§ **Excerpted data**
===
PR #19160, opened 2020-09-28
[FEAT] Implements Helper Managers

pzuraq:
Implements the helper manager feature specified in RFC 625. Highlights:

1. Adds `getDebugName` to the interface for helper managers. This is an optional hook that is used for better logging purposes, and matches other internal APIs we've added recently.

2. `hasScheduledEffect` has not yet been implemented, and attempting to use it will cause an assertion to be thrown.

Helper managers are not exposed with this PR, and the version passed to `helperCapabilities` is optimistic, but can be changed when we do expose them (along with an appropriate feature flag).


packages/@ember/-internals/glimmer/lib/resolver.ts
```diff
@@ -358,32 +365,28 @@ export default class RuntimeResolverImpl implements RuntimeResolver<OwnedTemplat
...
-      return createHelperRef(helper, args.capture());
-    };
+    if (manager === undefined) {
+      return null;
+    }
+
+    if (isInternalHelperManager(manager)) {
+      return customHelper(manager, factory);
+    } else if (EMBER_GLIMMER_HELPER_MANAGER) {
+      return customHelper(manager, factory);
```
pzuraq, line 386: This should be passing `factory.class` instead of `factory`, to match the other public facing APIs for managers. The manager receives the definition it was applied to, not the factory we wrap it with.

packages/@ember/-internals/glimmer/lib/helper.ts
```diff
@@ -30,16 +39,10 @@ export interface SimpleHelper<T = unknown> {
...
 }
 
-export function isHelperFactory(
-  helper: any | undefined | null
-): helper is Factory<SimpleHelper | HelperInstance, HelperFactory<SimpleHelper | HelperInstance>> {
-  return (
-    typeof helper === 'object' && helper !== null && helper.class && helper.class.isHelperFactory
-  );
-}
+const INTERNAL_MANAGERS = new WeakSet();
```
pzuraq, line 42: I'm not sure it matters much, but I originally didn't use a WeakSet because the only type of manager it was important to pass the `factory` for is `ClassicHelperManager`. That manager is stateless, and a `===` comparison for that manager is going to be faster even that checking if the value exists in a `WeakSet`.

packages/@ember/-internals/glimmer/lib/resolver.ts
pzuraq: Seems that our other public facing APIs do not agree here either. @rwjblue and I discussed, it makes more sense for these APIs to receive the definition itself and not the factory, especially taking into account the future with imports. We'll update modifier managers to receive the definition via a new capability.

packages/@ember/-internals/glimmer/lib/helper.ts
rwjblue: I think we still need it actually, for the feature flagging. We only want to use the `customHelper` method for our own internal helper managers when the feature flag is disabled.

packages/@ember/-internals/glimmer/lib/resolver.ts
rwjblue: I changed it to match what we do for modifiers, but unfortunately you are right: modifier managers and component managers have different APIs in this respect.

I'll update this PR to pass the `owner.factoryFor(...).class` value in here, and also open another PR to tweak the new capability for modifier managers.

rwjblue: Updated...

pzuraq (commented):
LGTM

rwjblue (approved):

PR #19163, opened 2020-09-28
[BUGFIX beta] Use args proxy for modifier managers.

### LINKED ISSUE #19162: Modifier Managers should not re-consume their args on destroy
According to the [current modifier manager spec](https://github.com/emberjs/rfcs/blob/master/text/0373-Element-Modifier-Managers.md#destroymodifier): 

> destroyModifier will be called when the modifier is no longer needed. This is intended for performing object-model level cleanup.

then, in the following code example:
```ts
 destroyModifier(instance, args) {
    if (instance.willDestroyDOM !== undefined) {
      instance.willDestroyDOM();
    }
  }
```
args are passed to `destroyModifier`.

I think this is a bug because:
 - it means that args are all re-consumed on _destruction_ of a render / component tree
 - `if` guards in templates no longer can guarantee the safety of the shape of data
 - in order for modifiers' destruction to not trigger exceptions wherever args' derived data is derived, you need to add additional guards all over your code, or do `foo?.bar?.bax` everywhere (this generates a lot of boilerplate)
  
------------------------------

**I propose we _remove_ `args` from the `destroyModifier` hook so that** 
  - none of the above issues exist anymore
  - teardown is slightly faster due to not re-consuming args

----------------------

For example, today, the following isn't safe:

```hbs
{{#if this.data.foo}}
  <SomeComponent @data={{this.data}} />
{{/if}}
```
```ts
// some-component
export default setComponentTemplate(hbs`
  <span {{some-modifier this.nestedData}}>breaks</span>
`, class extends Component {
  get nestedData() {
    // you should be able to assume foo exists, because of the condition in the previous template
    // but today, you can't assume that :(
    return this.args.data.foo.dataOnFoo;
  }
});
```

Minimal Reproduction / Description of the Problem: https://ember-twiddle.com/5a3fa797b26e8807869340792219a5ee?openFiles=components.demo%5C.hbs%2Ccomponents.demo%5C.hbs

Relevant Discord Threads:
 - [one](https://discordapp.com/channels/480462759797063690/485447409296736276/722483725157400576)
 - [two](https://discordapp.com/channels/480462759797063690/608346628163633192/743649497518702613)

rwjblue:
This PR does two main things:

1. Generalizes the args proxy for use in components, helpers, and modifiers. This does change the semantics slightly of `positional` arguments for component managers, notably it would make it so using computed properties with them would require a bit more work from custom component managers. The new semantics are more inline with the future of Ember, but if there many custom managers that use positional args we may want to reconsider this change.
2. Introduce the `3.22` manager API version to ensure that custom modifier managers only consume the arguments that are actually used by the manager. In order for specific modifiers to take advantage of these changes, they need to be updated to use `modifierCapabilities('3.22')` (instead of `3.13`).

Fixes #19162

### DIFF
--- a/packages/@ember/-internals/glimmer/lib/component-managers/custom.ts
+++ b/packages/@ember/-internals/glimmer/lib/component-managers/custom.ts
@@ -1,13 +1,9 @@
 import { ENV } from '@ember/-internals/environment';
-import { CUSTOM_TAG_FOR } from '@ember/-internals/metal';
 import { Factory } from '@ember/-internals/owner';
-import { HAS_NATIVE_PROXY } from '@ember/-internals/utils';
 import { assert } from '@ember/debug';
-import { DEBUG } from '@glimmer/env';
 import {
+  Arguments,
   Bounds,
-  CapturedArguments,
-  CapturedNamedArguments,
   ComponentCapabilities,
   ComponentDefinition,
   Destroyable,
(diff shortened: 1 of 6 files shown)


rwjblue:
Need to coordinate with @pzuraq to avoid stepping on his toes over in https://github.com/emberjs/ember.js/pull/19160 (which does similar things).

rwjblue:
I've pulled in the changes from https://github.com/emberjs/ember.js/pull/19160 so we should be able to easily rebase that on top of these changes once this lands.

pzuraq (approved):
Looks good, thanks for doing this!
===
§ **What you need to do**
Search the entries above for "null". Return every line that has it.

§ **Answer to this exercise**
+      return null;
-  helper: any | undefined | null
-    typeof helper === 'object' && helper !== null && helper.class && helper.class.isHelperFactory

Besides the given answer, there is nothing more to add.